Het zich voordoen van de schade is het criterium voor de aanvang van de verjaringstermijn bij buitencontractuele aansprakelijkheid

Op 17 januari 2025 sprak het Hof van Cassatie zich uit over de verjaringstermijn van een buitencontractuele aansprakelijkheidsvordering bij schade van voortdurende aard. Deze verjaringstermijn neemt een aanvang op het moment dat de schade ontstaat zelfs indien de schade van voortdurende aard is.

Door werken in opdracht van de Gemeente De Panne was er sprake van waterinfiltraties in een ondergronds garagecomplex en bepaalde privatieve garages. De vordering werd pas na 12,5 jaar ingesteld. Echter kende de VME van het betreffende garagecomplex al sinds 2005 de waterinfiltratieproblemen. De VME bevestigt zelfs dat de Gemeente De Panne de herstellingswerken niet vrijwillig wou uitvoeren.

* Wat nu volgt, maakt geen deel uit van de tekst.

Issue #10, opened 2024-08-04
Implement Scheduler


tomoyanonymous:
Because the closure and higher-order function can be realized in this implementation, Temporal recursion can be extended to more functional style, not just updating variable over time with destructive assignment by wrapping value like this.

```rust
fn generator(init:float, interval:float){
  let v = init // this v is captured and closed with recursive "updater" function
 let updater = | |{
     v = v+1
     updater()@(now+interval)
 }
 updater()@0;
 v
}
```

tomoyanonymous:
subtasks:

- implement closure auto de-allocation
- assign & then expression
- implment `@` operator as syntax sugar
- implement runtime value `now`
- implement logical task scheduler

tomoyanonymous:
Now the work is done!

PR #44, opened 2024-09-06
Use cargo-dist to distribute the release binaries

yutannihilation:
I guess you'll want to distribute the binary of `mimium-cli` when cutting a release so that those who don't know how to `cargo run` can also try it easily. I use [cargo-dist](https://opensource.axo.dev/cargo-dist/book/introduction.html) for such a purpose in [my project](https://github.com/yutannihilation/savvy) and it's quite comfortable so far.

This pull request adds the minimum settings for using cargo-dist. After adding this, as explained in the introduction page of cargo-dist, you can just push a tag to invoke the CI build. Then, the CI will publish a GitHub release with the binaries.

``` sh
git commit -am "release: 0.0.1"
git tag "v0.0.1"
git push v0.0.1
```

Here's an actual example I tried on my forked repo:

* release: https://github.com/yutannihilation/mimium-rs/releases/tag/v0.0.1-alpha.1
* action: https://github.com/yutannihilation/mimium-rs/actions/runs/10731270758/job/29761092415

While the diff in this pull request looks overwhelming, `.github/workflows/release.yml` is auto-generated by `cargo dist init`, so I think you can just ignore.

Let me explain the rest of the changes.

* `[workspace.metadata.dist]` and `[profile.dist]` are also added by `cargo dist init` and I don't modify anything here.
  * cargo-dist can also generate various installers like a shell script to `curl | sh`. Homebrew and MSI are useful, but probably it's too early for now, and I haven't used these...
* `[workspace.metadata.dist.dependencies.apt]` is necessary because cpal requires libasound.
  * It seems macOS runner and Windows runner doesn't need additional system dependencies. cpal's CI [installs ASIO SDK](https://github.com/RustAudio/cpal/blob/cc8ba755438ea1d186e024fec68db9390594e495/.github/workflows/cpal.yml#L160-L166), but I don't know if it's necessary or not.
* `[workspace.metadata.dist.github-custom-runners]` is probably not necessary. This is just I felt ubuntu-20.04, cargo-dist's default runner, is a bit outdated.
* `repository` setting is necessary. It seems this is used for the URLs of the artifacts in the GitHub Release. (So, I needed to use `https://github.com/yutannihilation/mimium-rs` on my forked repo)

Note that, I haven't used cargo-dist to the binaries that links to a library, so I'm not fully sure if this binary works without problems on any machines. At the moment, I confirmed the Linux binary works on my Manjaro Linux. It seems this requires users to install libasound, so some instructions might be needed. I can also test on Windows later. For macOS, I don't have a macOS machine, so I'm not sure (but I think it works without any additional setup).

``` sh
❯ ldd mimium-cli-x86_64-unknown-linux-gnu/mimium-cli
	linux-vdso.so.1 (0x0000715f0360b000)
	libasound.so.2 => /usr/lib/libasound.so.2 (0x0000715f0311c000)
	libgcc_s.so.1 => /usr/lib/libgcc_s.so.1 (0x0000715f035b5000)
	libm.so.6 => /usr/lib/libm.so.6 (0x0000715f0302d000)
	libc.so.6 => /usr/lib/libc.so.6 (0x0000715f02e3c000)
	/lib64/ld-linux-x86-64.so.2 => /usr/lib64/ld-linux-x86-64.so.2 (0x0000715f0360d000)
```


tomoyanonymous:
I'm going to merge this to try pre-release at the point of #10 is finished.
The built binary worked on my M1 Macbook air, so it gonna be okay.

yutannihilation:
> The built binary worked on my M1 Macbook air

Great! I forgot to report here, but it worked on my Windows as well. Thanks for merging.

PR #446, opened 2022-05-05
Add example model with output expanstion

constantinpape:


constantinpape:
Closed in favor of #442

PR #447, opened 2022-05-06
allow root_path to be URI

FynnBe:
to resolve collection entries after the collection RDF has been loaded, we need to 'remember' the root.
Resolving everything in one go would be another approach, but would require the collection entry update logic to be fixed, which we want to avoid to support enriching the collection entries with fields from imjoy plugins.


constantinpape (approved):
LGTM

PR #450, opened 2022-05-09
Release model RDF 0.4.6

FynnBe:


constantinpape (commented):
This model needs to be bumped to 0.4.6 as well: https://github.com/bioimage-io/spec-bioimage-io/blob/main/example_specs/models/unet2d_nuclei_broad/rdf_expand_output_shape.yaml#L2

Otherwise looks good to me.

PR #451, opened 2022-05-09
Disable documentation for bioengine apps

oeway:
BioEngine apps with documentation are failing because we don't allow string in the doucmentation field: https://github.com/imjoy-team/bioimage-io-models/runs/6349058588?check_suite_focus=true#step:4:22

I need to disable this conversion now.

@FynnBe do you see a way that we can generate a local file from the string and link it to the application item?


FynnBe:
> @FynnBe do you see a way that we can generate a local file from the string and link it to the application item?

yes, that should be possible. we need to provide `root_dist` and then deploy to the same folder the updated `rdf.yaml` is deployed to... I'll take a closer look this week

FynnBe:
ok, the resources affected by this will now fail if the `documentation` field is not set manually...

PR #452, opened 2022-05-10
fix enrich_partial_rdf_with_imjoy_plugin

FynnBe:
when resolving rdf_source we cannot turn it into a path `root / rdf_source` but need to try to resolve it before as it may be a URL.


FynnBe:
this should fix the errors in collection as bubbling up here: https://github.com/bioimage-io/collection-bioimage-io/runs/6367785980?check_suite_focus=true

PR #465, opened 2022-05-31
Remove link from title

oeway:
This is needed for rendering on bioimage.io/docs


constantinpape:
I think this is the only place where we link to the rendered model RDF. Could you place the link somewhere in the text below?

oeway:
Nope, there is another link below for the latest version.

In februari 2005 vorderde de VME genotsderving, wat met zich meebrengt dat in de loop van die maand de waterinfiltraties binnenkwamen. De algemene aannemer, die het garagecomplex bouwde, bevestigde de eerste infiltraties in 2005. Als oplossing werd lokaal geïnjecteerd, doch waren er in de loop der jaren opnieuw insijpelingen waarvan de oorzaak te vinden was in de bovenbouw en dus niet in de werken van de aannemer.

Pas einde september 2017 legde de VME conclusies neer ter griffie om een tussenvordering m.b.t. de waterinfiltraties in te stellen tegen de Gemeente De Panne. Dit is dus 12,5 jaar na het optreden van de schade.

Het standpunt van de VME omtrent de verjaring is dat de verjaringstermijn nog niet is aangevangen, doordat de schade vandaag de dag nog optreedt en dus van voortdurende aard is. De VME neigt bijgevolg naar een quasi onverjaarbaarheid en naar het ontvankelijk zijn van vorderingen voor lichte gebreken na de garantietermijn van 10 voor zware stabiliteit-aantastende gebreken.

Het hof van beroep oordeelde dat er wel sprake is van verjaring. Op basis van artikel 2262bis, §1, lid 2 oud BW is het zich voordoen van de schade de aanvangsdatum van de verjaring, niet het kennen van de omvang van de schade/het voortduren of het tijdstip van het ophouden van verdere schade. Gelet op het feit dat de VME sinds 2005 kennis heeft van het voortdoen van de schade is de 5-jarige termijn verjaard. Het Hof van Cassatie volgt het standpunt van de appelrechters en verwerpt het cassatieberoep.